Issue #11162, opened 2026-08-02
#11138's tier-3 classifier over-reports: status 1 (account not in state trie) is spec-legitimate but counted as an integrity failure


pirapira:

• Your instructions: Restate the material word for word.

• Response to the task:
Issue #11162, opened 2026-08-02
#11138's tier-3 classifier over-reports: status 1 (account not in state trie) is spec-legitimate but counted as an integrity failure


pirapira:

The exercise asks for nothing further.